# Everything Else > Arts & Entertainment >  Cox Cable -vs- AT&T Uverse -vs- Satellite TV

## Insider

I have had it with Cox and the sky high prices they charge for their services. I am trying to compare them to AT&T Uverse and Satellite TV (more specifically, DirecTV). Does anyone have any suggestions? Is it true that the satellite signal will go out as easily as they say (like on a cloudy day like today)? What do you guys think?

----------


## Oh GAWD the Smell!

> I have had it with Cox and the sky high prices they charge for their services. I am trying to compare them to AT&T Uverse and Satellite TV (more specifically, DirecTV). Does anyone have any suggestions? *Is it true that the satellite signal will go out as easily as they say (like on a cloudy day like today)*? What do you guys think?


Not really cloudy. But bad weather. My dish has good signal right now.

And let me tell you...After being on Cox for the last 7 years...I moved to an area that doesn't have cable. I used to mildly complain about Cox.

Until now.

GAWD I miss Cox. DSL sucks donkey balls, and yes, the satellite loses signal constantly in bad weather. It's gone down for HOURS a couple of times in the last month. Oh...And you pay by the TV. 4 are free. Want more? That's 10 bucks per extra box.

 :Numchucks:

----------


## Luke

I have an all HD package with Dish Network.  I pay $30 a month for that and $5 for the locals.  Before getting Dish, everyone warned me about how I would lose service at the slightest breeze.  We've found that to be dead wrong.  The only time our signal goes out is in very, very, very windy weather.  Maybe 1 in 5 storms will cause the Dish to blip in and out.  And only in the very worst conditions it will go out completely.  But 99.9% of the time, we have crystal clear HD.  Clouds have no effect.  I found that ice doesn't affect it either.  Even though we had no electricity, during the ice storm I hooked up the generator to the DVR just to see... lo and behold we were able to watch TV.

----------


## Jesseda

i am thinking of getting rid of cox as well, they seem to be raising there prices by the month

----------


## Charlie40

Getting a larger dish will solve 95% of all signal loss problems, as well as having it properly aligned on the satellite.

----------


## venture

I went to DirecTV after being with Cox for years. Intro prices are hard to beat, but I need to crunch the numbers after the promo is done. I will say I only lose signal in extremely heavy rain and that is it. The one thing I don't like is that I have Tivo right now, and you need two receivers to do any dual recording. 

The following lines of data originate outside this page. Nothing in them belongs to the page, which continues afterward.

PR #3255, opened 2021-12-12
Migrate to declarative services

geichelberger:
Current status: ~~It does not blow up completely.~~ It seems to work.

* [x] have a concise title
* [ ] [close an accompanying issue](https://help.github.com/en/articles/closing-issues-using-keywords) if one exists
* [x] [be against the correct branch](https://docs.opencast.org/develop/developer/development-process#acceptance-criteria-for-patches-in-different-versions)
* [ ] include migration scripts and documentation, if appropriate
* [x] pass automated tests
* [x] have a clean commit history
* [ ] [have proper commit messages (title and body) for all commits](https://medium.com/@steveamaza/e028865e5791)

PR #3300, opened 2021-12-22
Fixup osgi services and xmls

geichelberger:
This PR is a preparation for PR #3255.

Some OSGI XML files have shown inconsistencies. Methods were specified that did not exist and dynamic references were missing unbind methods. When switching to Declarative Services this would lead to compilation errors.

Side effect it resolves the shutdown errors of Opencast. Missing deactivate Method etc.

* [x] have a concise title
* [x] pass automated tests

### DIFF
--- a/modules/admin-ui/src/main/resources/OSGI-INF/event_endpoint.xml
+++ b/modules/admin-ui/src/main/resources/OSGI-INF/event_endpoint.xml
@@ -52,5 +52,5 @@
              interface="org.opencastproject.security.urlsigning.service.UrlSigningService"
              bind="setUrlSigningService"/>
   <reference name="asset-manager" interface="org.opencastproject.assetmanager.api.AssetManager"
-             cardinality="1..1" policy="dynamic" bind="setAssetManager"/>
+             cardinality="1..1" policy="dynamic" bind="setAssetManager" unbind="unsetAssetManager"/>
 </scr:component>
--- a/modules/admin-ui/src/main/resources/OSGI-INF/event_endpoint.xml
+++ b/modules/admin-ui/src/main/resources/OSGI-INF/event_endpoint.xml
@@ -52,5 +52,5 @@
              interface="org.opencastproject.security.urlsigning.service.UrlSigningService"
              bind="setUrlSigningService"/>
   <reference name="asset-manager" interface="org.opencastproject.assetmanager.api.AssetManager"
-             cardinality="1..1" policy="dynamic" bind="setAssetManager" unbind="unsetAssetManager"/>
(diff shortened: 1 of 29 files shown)


modules/admin-ui/src/main/resources/OSGI-INF/event_endpoint.xml
```diff
@@ -52,5 +52,5 @@
              interface="org.opencastproject.security.urlsigning.service.UrlSigningService"
              bind="setUrlSigningService"/>
   <reference name="asset-manager" interface="org.opencastproject.assetmanager.api.AssetManager"
-             cardinality="1..1" policy="dynamic" bind="setAssetManager"/>
+             cardinality="1..1" policy="dynamic" bind="setAssetManager" unbind="unsetAssetManager"/>
```
lkiesow: Not against your patch… but why on earth do we have a dynamic binding for this? I'm pretty sure the service will not work without the asset manager being present. And that's probably a question for all the other dynamic asset manager bindings as well. It seems like someone started and everyone else copied that XML…

gregorydlogan: Honestly, I think that's exactly what happened.  I know I've told many a newbie to 'just copy the OSGi descriptors from some other service'.  In hindsight, a mistake.

IMO, there's no reason for an unbind here.  Or in many other places.

geichelberger: Is there a difference in behavior between policy dynamic or static, if the cardinality is 1..1? If the asset manager unbinds, the event endpoint service will be deactivated.

geichelberger: ` If the cardinality constraints cannot be maintained after a component configuration is activated, that is the reference becomes unsatisfied, the component configuration must be deactivated.`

Still using Cox for internet since I have a business account for that. Wondering how good the AT&T product is though, would be interesting to try out if the pricing is good for more than just a year.

----------


## jsibelius

> I have an all HD package with Dish Network.  I pay $30 a month for that and $5 for the locals.  Before getting Dish, everyone warned me about how I would lose service at the slightest breeze.  We've found that to be dead wrong.  The only time our signal goes out is in very, very, very windy weather.  Maybe 1 in 5 storms will cause the Dish to blip in and out.  And only in the very worst conditions it will go out completely.  But 99.9% of the time, we have crystal clear HD.  Clouds have no effect.  I found that ice doesn't affect it either.  Even though we had no electricity, during the ice storm I hooked up the generator to the DVR just to see... lo and behold we were able to watch TV.


I wonder how much is it really...after they tax and fee you to death?  This has been a very timely discussion as I have been debating dumping Cox for the same reasons - suddenly they're raising prices without warning, cutting channels also without warning...a double-whammy in my book.

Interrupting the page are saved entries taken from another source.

PR #3340, opened 2022-01-10
Match Inbox Events Against Schedule

### LINKED ISSUE #3240: Match inbox events against schedule
This is based on an implementation for #3239.

Capture agents often record files to file names containing metadata which allows us to identify an event by looking at a specific time in the schedule of a certain location (capture agent).

It would be nice if the inbox could use this to identify an event and extend the metadata of ingested media.
This needs to be an optional setting and should be turned off by default.

lkiesow:
Capture agents often record to filenames containing metadata which
allows us to identify an event by looking at a specific time in the
schedule of a certain location (capture agent).

If `created` and `spatial` metadata could be identified, this patch
allows us to look up the schedule, using all available event data fram
there if we had a unique match.

Data taken from the schedule, overwriting inbox data are:

- All metadata
- Workflow definition
- Workflow configuration

Notes:

- This patch fixes #3240.
- This is based on #3327.
- You want #3339 for this.

__Addition__: Use ffprobe to get additional metadata

In addition to the metadata extraction from the file name, this patch
allows users to have ffprobe run on the media files to get some
additional metadata from the media container.

The extracted metadata are creation time and duration, which may help to
match scheduled events.

With the media file now having a duration, there is now also an
additional option allowing to filter out some events which are barely
conflicting (imaging two back to back recordings and the second one
starts a minute early).

### Your pull request should…

* [x] have a concise title
* [x] pass automated tests

### DIFF
--- a/modules/ingest-service-impl/src/main/java/org/opencastproject/ingest/scanner/InboxScannerService.java
+++ b/modules/ingest-service-impl/src/main/java/org/opencastproject/ingest/scanner/InboxScannerService.java
@@ -27,6 +27,7 @@ import static org.opencastproject.util.data.Collections.dict;
 import static org.opencastproject.util.data.Tuple.tuple;
 
 import org.opencastproject.ingest.api.IngestService;
+import org.opencastproject.scheduler.api.SchedulerService;
 import org.opencastproject.security.api.OrganizationDirectoryService;
 import org.opencastproject.security.api.SecurityService;
 import org.opencastproject.security.api.UserDirectoryService;
@@ -34,6 +35,7 @@ import org.opencastproject.security.util.SecurityContext;
 import org.opencastproject.series.api.SeriesService;
 
 import org.apache.commons.io.FileUtils;
+import org.apache.commons.lang3.BooleanUtils;
 import org.apache.commons.lang3.StringUtils;
 import org.apache.commons.lang3.math.NumberUtils;
 import org.apache.felix.fileinstall.ArtifactInstaller;
@@ -119,12 +121,14 @@ public class InboxScannerService implements ArtifactInstaller, ManagedService {
 
   public static final String INBOX_METADATA_REGEX = "inbox.metadata.regex";
   public static final String INBOX_DATETIME_FORMAT = "inbox.datetime.format";
+  public static final String INBOX_SCHEDULE_MATCH = "inbox.schedule.match";
 
   private IngestService ingestService;
   private SecurityService securityService;
   private UserDirectoryService userDir;
   private OrganizationDirectoryService orgDir;
   private SeriesService seriesService;
+  private SchedulerService schedulerService;
 
   private ComponentContext cc;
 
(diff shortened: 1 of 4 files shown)


modules/ingest-service-impl/src/main/java/org/opencastproject/ingest/scanner/Ingestor.java
```diff
@@ -291,4 +480,40 @@ public void cleanup(final File artifact) {
...
+
+  class JsonTags {
+    @SerializedName(value = "creation_time")
+    private String creationTime;
+
+    Date getCreationTime() throws ParseException {
+      if (creationTime == null) {
+        return  null;
+      }
+      DateFormat format = new SimpleDateFormat("yyyy-MM-dd'T'HH:mm:ss.SSSz");
```
gregorydlogan, line 510: You're stripping Z below, and using z here.  Is that going to break anything?

modules/ingest-service-impl/src/main/java/org/opencastproject/ingest/scanner/InboxScannerService.java
```diff
@@ -172,6 +187,20 @@ public synchronized void updated(Dictionary properties) throws ConfigurationExce
...
 
+    // Metadata parsing configuration
+    var metadataPattern = Optional.ofNullable(properties.get(INBOX_METADATA_REGEX))
+            .map(Objects::toString)
+            .map(Pattern::compile);
+    var dateFormatter = Optional.ofNullable(properties.get(INBOX_DATETIME_FORMAT))
+            .map(Objects::toString)
+            .map(DateTimeFormatter::ofPattern)
+            .orElse(DateTimeFormatter.ISO_DATE_TIME);
+    var ffprobe = BooleanUtils.toBoolean((String) properties.get(INBOX_METADATA_FFPROBE))
```
gregorydlogan, line 198: You're using boolean here, but below treat it as a string.  Why not treat the whole thing as a boolean and default to false?

Edit: to be clear, I'm referring to https://github.com/opencast/opencast/pull/3340/files#diff-91b7b32da6b6f75846087746803d8660b4282f48f39e365d5e00250b412be6c5R210 as 'below'

gregorydlogan (approved):
In general this looks ok, a couple of questions remain.

modules/ingest-service-impl/src/main/java/org/opencastproject/ingest/scanner/InboxScannerService.java
lkiesow: Not sure what you mean. The result is always a `String` and always used as such. Only the first argument of the ternary operator is a boolean. This is just saying, if using ffprobe is turned on, set this to the configured ffprobe binary, otherwise set this to `null`.

I guess you could treat both configuration options differently here, but then you would have a similar check at the end.

modules/ingest-service-impl/src/main/java/org/opencastproject/ingest/scanner/Ingestor.java
lkiesow: That's… magic :D
The `z` in the format string means: “parse a timezone here”.
The `Z` in the date string will not work. Java's parser want's the `+0000` format. That's what the replace is for.
In short, `z` parses `+0000`.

How's the service with the dish?  Do they treat you well?

----------


## Thunder

They had been raising mom's prices each month lately.  Mom was furious and tried to do something about it, but they won't listen.  She was never late, always pay on time in full, but still....they won't lower anything for her.

I think she should get Satellite.

----------


## Jon27

I can't justify getting satellite because I would want to keep Cox Internet, and I would have to keep the phone because the wife won't try VOIP or all cell.  I've been looking at Uverse, but I'm a little leary.  The TV is TV over IP which means it's through the internet.  That brings me back to the VOIP.  I tried VOIP for a little while, and it was terrible.  Granted I used Lingo which probably isn't the best.  I don't know about the TV service if it's internet based.  Anyone have any experiences?

----------


## bluedogok

> I went to DirecTV after being with Cox for years. Intro prices are hard to beat, but I need to crunch the numbers after the promo is done. I will say I only lose signal in extremely heavy rain and that is it. The one thing I don't like is that I have Tivo right now, and you need two receivers to do any dual recording. 
> 
> Still using Cox for internet since I have a business account for that. Wondering how good the AT&T product is though, would be interesting to try out if the pricing is good for more than just a year.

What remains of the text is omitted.